Horbury Mews from 1878, like these various mews houses originally used for stabling and workers serving the bigger houses, but now highly desirable as small but quiet residential enclaves for people with pretty large bank balances.








St John's Church, not an ancient church but built only in 1845 in Gothic revival style.














There is virtually no trace left of what would have been one of Notting Hill's most interesting sites, its racecourse. All that is left is street patterns and the odd street name  like Hippodrome Place. The Hippodrome racecourse was created in 1836 but closed in 1841 and was turned into housing. the place was great for spectators who had a fine vantage point from Notting Hill looking down on  the course. Unfortunately while good for spectators looking down, it was awful for horses at the bottom because the course suffered from persistent waterlogging and horses can't gallop through thick mud.So half a good idea....


This unimpressive street is Pottery Lane, marking the 19th century industry of brick and tile making, utilizing the heavy clay that did for the horses.


One of the least likely things you expect to find in a leafy residential area, a 19th century bottle kiln. Not quite sure how that survived demolition


 Opposite the kiln is Avondale Gardens. I was somewhat surprised this received no mention in my guidebook. Until I went in and found it almost entirely consisted of children's play area and tennis courts. Sp local amenities but really not a place for a walk. Careful positioning caught this shot of derelict fountain and avenue of trees edging the park - very much making a silk purse out of a sow's ear of a park.


This is an example of what I meant earlier about being able to take liberties with the houses around here. Much as I like the well preserved rather austere Georgian Square with perfect brick and stucco, it is also nice seeing the colourful editions around here. On a sunny day it rather reminded me of San Francisco, which like Notting Hill had a hippy phase.

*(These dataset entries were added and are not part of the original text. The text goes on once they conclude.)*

PR #593, opened 2017-05-16
Various pylint fixes

vojtechtrefny:
We now have new pylint in Fedora and it has a lot of new awesome warnings and errors.

Test will still fail on this because pylint started writing the score to stdout and pocketlint thinks it is an error. https://github.com/rhinstaller/pocketlint/pull/16 should fix this


vojtechtrefny:
Jenkins, test this please.

PR #594, opened 2017-05-18
pylint: ignore some pylint warnings in tests

vojtechtrefny:
This code is only on `2.2-devel` so these errors/warnings were not fixed by #593


vojtechtrefny:
Jenkins, test this please.

PR #597, opened 2017-05-24
external dependency tests

dwlehman:
Am I being lazy by just leaving the existing tests there? I was tempted to rewrite them using mock and combine with the new ones I'm adding here.

### DIFF
--- a/blivet/devices/storage.py
+++ b/blivet/devices/storage.py
@@ -131,7 +131,7 @@ class StorageDevice(Device):
 
         self._readonly = False
         self._protected = False
-        self.controllable = not flags.testing
+        self._controllable = True
 
         # Copy only the validity check from Device._set_name() so we don't try
         # to check a bunch of inappropriate state properties during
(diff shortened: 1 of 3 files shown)


blivet/devices/storage.py
```diff
@@ -190,6 +190,14 @@ def raw_device(self):
         """ The device itself, or when encrypted, the backing device. """
         return self
 
+    @property
+    def controllable(self):
+        return self._controllable and not flags.testing and not self.unavailable_type_dependencies()
+
+    @controllable.setter
+    def controllable(self, value):
+        self._controllable = value
```
vpodzime: Does the setter make sense here? This looks to me like it shouldn't be set "from outside".

dwlehman: There are a few places from the populator where we update the controllable property for some special cases.

vpodzime: Fair enough

PR #599, opened 2017-06-02
Round the recommended thpool metadata size to extents

vpodzime:
Otherwise LVM does it when creating the thin pool and we may end
up with not enough space in the VG to create the data part of the
pool (which happens afterwards).

Resolves: rhbz#1456528


vpodzime:
> Looks good. Is there anywhere else we need to do this rounding?

Not on the *rhel7-branch*, AFAIK.

PR #638, opened 2017-10-05
DM device subsystem is now obtained by libblockdev

japokorn:
Changed way of obtaining DM device subsystem value
Now libblockdev function is called instead of UUID parsing

### DIFF
--- a/blivet/udev.py
+++ b/blivet/udev.py
@@ -31,6 +31,11 @@ from . import util
 from .size import Size
 from .flags import flags
 
+import gi
+gi.require_version("BlockDev", "2.0")
+
+from gi.repository import BlockDev as blockdev
+
 global_udev = pyudev.Context()
 log = logging.getLogger("blivet")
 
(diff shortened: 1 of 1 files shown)


blivet/udev.py
```diff
@@ -592,15 +597,12 @@ def device_get_lv_type(info):
...
-    uuid = info.get("DM_UUID", "")
-    uuid_fields = uuid.split("-")
-    _subsystem = uuid_fields[0]
-    if _subsystem.lower().startswith("part") and len(uuid_fields) > 1:
-        # kpartx uses partN- as a subsystem prefix, which we ignore because
-        # we only care about the subsystem of the partitions' parent device.
-        _subsystem = uuid_fields[1]
-
-    if _subsystem == uuid or not _subsystem:
+    name = info.get("DM_NAME", None)
```
dwlehman: `None` is the default return value for `dict.get` when called with a missing key, so you can just use `info.get("DM_NAME")` there.

japokorn: Fixed.

blivet/udev.py
```diff
@@ -592,15 +597,12 @@ def device_get_lv_type(info):
...
-        # kpartx uses partN- as a subsystem prefix, which we ignore because
-        # we only care about the subsystem of the partitions' parent device.
-        _subsystem = uuid_fields[1]
-
-    if _subsystem == uuid or not _subsystem:
+    name = info.get("DM_NAME")
+    if name is None:
+        return False
+
+    _subsystem = blockdev.dm_get_subsystem_from_name(name)
```
vpodzime: This should be ``blockdev.dm.get_subtsystem_from_name()``. ``blockdev.dm`` is a so-called ``ErrorProxy`` making sure nice python exceptions are returned instead of the raw C ones.

japokorn: Fixed.

japokorn:
jenkins, test this please

japokorn:
Pushed.

PR #641, opened 2017-10-16
mkfs.ext4 no longer hangs on confirmation

japokorn:
Fixed confirmation hang when ext[234] partition was created on the whole
disk.

Resolves: rhbz#1461459

### DIFF
--- a/blivet/formats/fs.py
+++ b/blivet/formats/fs.py
@@ -967,6 +967,9 @@ class Ext2FS(FS):
     _minSize = Size(0)
     _defaultMountOptions = ["defaults"]
     _defaultCheckOptions = ["-f", "-p", "-C", "0"]
+    # force option required to avoid confirmation question when mkfs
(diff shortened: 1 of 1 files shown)


blivet/formats/fs.py
```diff
@@ -1103,7 +1103,7 @@ def needsFSCheck(self):
 class Ext4FS(Ext3FS):
     """ ext4 filesystem. """
     _type = "ext4"
-    _defaultFormatOptions = ["-t", "ext4"]
+    _defaultFormatOptions = ["-F", "-t", "ext4"]
```
vpodzime: What about ext2 and ext3? Also, I think this option is worth adding a comment to the code.

japokorn: I have reproduced the issue on ext2 and ext3 as well. Added fixes for these too. I have also added comment to explain why force option is needed.

japokorn:
Pushed.

PR #644, opened 2017-11-24
Fix resolve_devspec to fully support raid devices

poncovka:
Return md name if it matches a device name for the given device
specification, so the device names are consistent when we work
with udev module and a devicetree.

(cherry-picked from a commit 76ec17a)

### DIFF
--- a/blivet/udev.py
+++ b/blivet/udev.py
@@ -115,6 +115,7 @@ def resolve_devspec(devspec, sysname=False):
     from . import devices
 
     devname = devices.device_path_to_name(devspec)
+    get_name = device_get_name
 
     ret = None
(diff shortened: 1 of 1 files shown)


poncovka:
I am not sure, because `device_get_name` will not return md name if it finds dm name, so the check in `resolve_devspec` can fail. For example, sys name can be also returned by `device_get_name`, but there is a check for it in `resolve_devspec`. But I don't know if it is a relevant scenario.

The original bug for RHEL is here: https://bugzilla.redhat.com/show_bug.cgi?id=1327439

poncovka:
Ok, then I'm closing this pull request.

As I also mentioned, not a great proliferation of blue plaques, but here is one for Nehru, who stayed in this very pleasant if unremarkable house. (I suspect you would have to shell out a few million if you wanted to but this unremarkable home now!)


The most famous feature of the area (after the Carnival) is Portobello Market. Portobello is named after Puerte Bello, in case you were wondering. It is a port in Mexico which exported treasure to Spain, but was captured by the British Navy in 1739 and various laces were named after it in I guess some patriotic fervour.

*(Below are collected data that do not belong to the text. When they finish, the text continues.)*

PR #646, opened 2017-11-30
Use libblockdev runtime dependency checks

vojtechtrefny:
By default libblockdev will fail to load a plugin during its
initialization if one (or more) of the plugin runtime dependencies
is missing. For example if the "swaplabel" utility is missing,
loading of the swap module will fail.
This commit disables dependency checks during init -- in the same
situation swap plugin will load and only calling "swap_set_label"
would fail (because the utility it uses is missing).
Specification of all required "technologies" and "modes" is added
to the "tasks" module so checking for external tools availability
still checks if libblockdev supports everything we need.

### DIFF
--- a/blivet/tasks/availability.py
+++ b/blivet/tasks/availability.py
@@ -26,8 +26,10 @@ from six import add_metaclass
 
 import gi
 gi.require_version("BlockDev", "2.0")
+gi.require_version("GLib", "2.0")
 
 from gi.repository import BlockDev as blockdev
+from gi.repository import GLib
 
 import logging
 log = logging.getLogger("blivet")
@@ -172,9 +174,43 @@ class VersionMethod(Method):
         return self._availability_errors[:]
 
 
+class BlockDevTechInfo(object):
+
+    def __init__(self, plugin_name, check_fn, technologies):
+        """ Initializer.
+
+            :param str plugin_name: the name of the libblockdev plugin
+            :param check_fn: function used to check for support availability
+            :param technologies: list of required technologies
+        """
+        self.plugin_name = plugin_name
+        self.check_fn = check_fn
+        self.technologies = technologies
+
+    def __str__(self):
+        return "blockdev-%s" % self.plugin_name
+
+
 class BlockDevMethod(Method):
 
     """ Methods for when application is actually a libblockdev plugin. """
+
+    def __init__(self, tech_info):
+        """ Initializer.
+
+            :param :class:`AppVersionInfo` version_info:
+        """
+        self._tech_info = tech_info
+        self._availability_errors = None
+
+    def _check_technologies(self):
+        errors = []
+        for tech, mode in self._tech_info.technologies.items():
+            try:
+                self._tech_info.check_fn(tech, mode)
+            except GLib.GError as e:
+                errors.append(str(e))
+        return errors
 
     def availability_errors(self, resource):
         """ Returns [] if the plugin is loaded.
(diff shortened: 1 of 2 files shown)


blivet/tasks/availability.py
```diff
@@ -246,15 +285,108 @@ def available_resource(name):
...
+
+# libblockdev loop plugin required technologies and modes
+BLOCKDEV_LOOP_ALL_MODES = (blockdev.LoopTechMode.CREATE |
+                           blockdev.LoopTechMode.CREATE |
+                           blockdev.LoopTechMode.DESTROY |
+                           blockdev.LoopTechMode.MODIFY |
+                           blockdev.LoopTechMode.QUERY)
+BLOCKDEV_LOOP = BlockDevTechInfo(plugin_name="loop",
+                                 check_fn=blockdev.loop_is_tech_avail,
+                                 technologies={blockdev.LoopTech.LOOP_TECH_LOOP: BLOCKDEV_LOOP_ALL_MODES})  # FIXME
```
vpodzime: What is it to be fixed here?

blivet/tasks/availability.py
```diff
@@ -246,15 +285,108 @@ def available_resource(name):
...
+BLOCKDEV_LVM = BlockDevTechInfo(plugin_name="lvm",
+                                check_fn=blockdev.lvm_is_tech_avail,
+                                technologies={blockdev.LVMTech.BASIC: BLOCKDEV_LVM_ALL_MODES,
+                                              blockdev.LVMTech.BASIC_SNAP: BLOCKDEV_LVM_ALL_MODES,
+                                              blockdev.LVMTech.THIN: BLOCKDEV_LVM_ALL_MODES,
+                                              blockdev.LVMTech.CACHE: BLOCKDEV_LVM_ALL_MODES,
+                                              blockdev.LVMTech.CALCS: blockdev.LVMTechMode.QUERY,
+                                              blockdev.LVMTech.THIN_CALCS: blockdev.LVMTechMode.QUERY,
+                                              blockdev.LVMTech.CACHE_CALCS: blockdev.LVMTechMode.QUERY,
+                                              blockdev.LVMTech.GLOB_CONF: blockdev.LVMTechMode.QUERY})
```
vpodzime: ``GLOB_CONF`` should be checked for both ``QUERY`` and ``MODIFY``.
(I know the checks for this in *libblockdev* are not implemented strictly right now)

blivet/tasks/availability.py
```diff
@@ -246,15 +285,108 @@ def available_resource(name):
...
+                            blockdev.MpathTechMode.QUERY)
+BLOCKDEV_MPATH = BlockDevTechInfo(plugin_name="mpath",
+                                  check_fn=blockdev.mpath_is_tech_avail,
+                                  technologies={blockdev.MpathTech.BASE: BLOCKDEV_MPATH_ALL_MODES})
+BLOCKDEV_MPATH_TECH = BlockDevMethod(BLOCKDEV_MPATH)
+
+# libblockdev swap plugin required technologies and modes
+BLOCKDEV_SWAP_ALL_MODES = (blockdev.SwapTechMode.CREATE |
+                           blockdev.SwapTechMode.ACTIVATE_DEACTIVATE |
+                           blockdev.SwapTechMode.QUERY)
```
vpodzime: These are not all modes of the swap tech.

blivet/tasks/availability.py
```diff
@@ -246,15 +285,108 @@ def available_resource(name):
...
+BLOCKDEV_SWAP = BlockDevTechInfo(plugin_name="swap",
+                                 check_fn=blockdev.swap_is_tech_avail,
+                                 technologies={blockdev.SwapTech.SWAP_TECH_SWAP: BLOCKDEV_SWAP_ALL_MODES})
+BLOCKDEV_SWAP_TECH = BlockDevMethod(BLOCKDEV_SWAP)
+
+# libblockdev plugins
+# we can't just check if the plugin is loaded, we also need to make sure
+# that all technologies required by us our supported (some may be missing
+# due to missing depenecies)
```
vpodzime: *dependencies*

blivet/tasks/availability.py
vojtechtrefny: That was a reminder for me to try to fix the constant name (`blockdev.LoopTech.LOOP_TECH_LOOP`) in libblockdev.

blivet/tasks/availability.py
vojtechtrefny: Yes, but these are all modes we need in blivet. (We don't yet support changing label on swap.)

vojtechtrefny:
Jenkins, test this please.

PR #649, opened 2017-12-15
Fixes for factory thin pool calculations

vpodzime:
See the particular commit messages for details.

### DIFF
--- a/blivet/devicefactory.py
+++ b/blivet/devicefactory.py
@@ -1320,6 +1320,12 @@ class LVMFactory(DeviceFactory):
         if self.vg and self.vg.exists:
             return space
 
+        # unset the thpool_reserve here so that the previously reserved space is
+        # considered free space (and thus swallowed) -> we will set it and
+        # calculate an updated reserve below
+        if self.vg:
+            self.vg.thpool_reserve = None
+
         if self.container_size == SIZE_POLICY_AUTO:
             # automatic container size management
             if self.vg:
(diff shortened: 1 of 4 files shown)


dwlehman:
I finally got some quiet time to review these, and I already have some questions based only on the commit messages.

We base the thin pool metadata padding on the size of the vg? That seems weird. Why not base it on the sum of the sizes of the _thin_ lvs (or the pool size)? Is this because that's what the lvm team recommended way back when?

I know this is (also) backing up a bit, but why do we get/store/update the metadata size as recommended by lvm tooling? Is that so we can make a better guess at the total vg space usage for the pool?

vojtechtrefny:
> We base the thin pool metadata padding on the size of the vg? That seems weird. Why not base it on the sum of the sizes of the thin lvs (or the pool size)? Is this because that's what the lvm team recommended way back when?

The free space reserve in the vg is based on the vg size. Ad yes, this is what lvm team recommended -- 20 % of the vg should be reserved for the future thinpool grow.

> I know this is (also) backing up a bit, but why do we get/store/update the metadata size as recommended by lvm tooling? Is that so we can make a better guess at the total vg space usage for the pool?

Yes, and we also manually specify metadata size when creating the pool. I guess this is the only way how to control it and not "guess" LVM defaults.

vojtechtrefny:
I've tested the fix with blivet 3.1 and it fixes the issue -- without this on 500 GiB drive we will create 20 MiB metadata (during manual partitioning), with this fix it will be 200 MiB (that is what `thin_metadata_size` recommends for ~400 GiB thinpool with 65 KiB chunks).

PR #650, opened 2018-01-04
1.20 fedora updates

dwlehman:
python2-blivet1 has fallen into disrepair on Fedora since at least F25 due to various changes to dependencies. This should resolve everything. It was tested manually on F27.


vojtechtrefny:
Jenkins, test this please.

The market is nice to wander around, although slightly strange in that it is an antiques market at the southern end that suddenly converts to fruit and veg half way along.



In a gap amongst all the stalls is the Electric Cinema. This dates from 1911 and was England's first purpose built cinema.

And here is an outpost of Rough Trade records. While I bought no antiques on Portobello Road I did slip in here to buy the latest Wolf Alice album. I quite like buying a record in a real record shop.





All Saints Church



This fine and interesting piece of architecture is the Tabernacle, originally the Talbot Tabernacle built as a Christian place of evangelical worship but later converted to less pernicious use for rock rehearsals and gigs. The Rolling Stones, Pink Floyd and the Clash all used it. Now a community arts centre.


Another beautiful, colourful mews, St Lukes Mews. Although it has a dubious claim to fame in being where Paula Yates was found dead of a heroine overdose. 








I did say people took liberties with the housing (or in this case a shop/gallery).



This is Trellick Tower designed by the much lauded modernist architect Erno Goldfinger and typically for a modernist masterpiece terrible for its purpose as social housing. Indeed it became known as Terror Tower, its sole appeal being to drug dealers and criminals. It had to be converted to yuppie flats as, being Grade II* it can't be demolished.




If the brick kiln was an unlikely thing to come across in built up Noting Hill, so is a Carmelite monastery.


And equally unlikely, the Spanish School, housed in a former Franciscan convent built in 1862.